__Activity__: All lines below are to be output exactly as they stand.

___ Provided data

PR #150, opened 2024-03-04
Allow writability when chaining into a dynamic case

stephencelis:
While we should prohibit directly assigning a value through a case:

```swift
state.loggedIn = User(name: "Blob")  // 🛑
```

We can allow optional-chaining into a case's sub-value via an overload and some disfavoring:

```swift
state.loggedIn?.name = "Blob"  // ✅
```

### DIFF
--- a/Tests/CasePathsTests/CasePathsTests.swift
+++ b/Tests/CasePathsTests/CasePathsTests.swift
@@ -70,7 +70,8 @@ final class CasePathsTests: XCTestCase {
       var foo: Foo = .bar(.int(1))
 
       XCTAssertEqual(foo.bar, .int(1))
-      XCTAssertEqual(foo.bar?.int, 1)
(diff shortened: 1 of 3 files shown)


Tests/CasePathsTests/CasePathsTests.swift
```diff
@@ -70,7 +70,8 @@ final class CasePathsTests: XCTestCase {
       var foo: Foo = .bar(.int(1))
 
       XCTAssertEqual(foo.bar, .int(1))
-      XCTAssertEqual(foo.bar?.int, 1)
+      // NB: Due to a Swift bug, this is only possible to do outside the library:
+      // XCTAssertEqual(foo.bar?.int, 1)
```
stephencelis, line 74: This seems to trigger a Swift bug in the package in which the unavailable setter is accessed. Outside the package things appear to resolve just fine, though!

______

__Output for this exercise__:
PR #150, opened 2024-03-04
Allow writability when chaining into a dynamic case

stephencelis:
While we should prohibit directly assigning a value through a case:

```swift
state.loggedIn = User(name: "Blob")  // 🛑
```

We can allow optional-chaining into a case's sub-value via an overload and some disfavoring:

```swift
state.loggedIn?.name = "Blob"  // ✅
```

### DIFF
--- a/Tests/CasePathsTests/CasePathsTests.swift
+++ b/Tests/CasePathsTests/CasePathsTests.swift
@@ -70,7 +70,8 @@ final class CasePathsTests: XCTestCase {
       var foo: Foo = .bar(.int(1))
 
       XCTAssertEqual(foo.bar, .int(1))
-      XCTAssertEqual(foo.bar?.int, 1)
(diff shortened: 1 of 3 files shown)


Tests/CasePathsTests/CasePathsTests.swift
```diff
@@ -70,7 +70,8 @@ final class CasePathsTests: XCTestCase {
       var foo: Foo = .bar(.int(1))
 
       XCTAssertEqual(foo.bar, .int(1))
-      XCTAssertEqual(foo.bar?.int, 1)
+      // NB: Due to a Swift bug, this is only possible to do outside the library:
+      // XCTAssertEqual(foo.bar?.int, 1)
```
stephencelis, line 74: This seems to trigger a Swift bug in the package in which the unavailable setter is accessed. Outside the package things appear to resolve just fine, though!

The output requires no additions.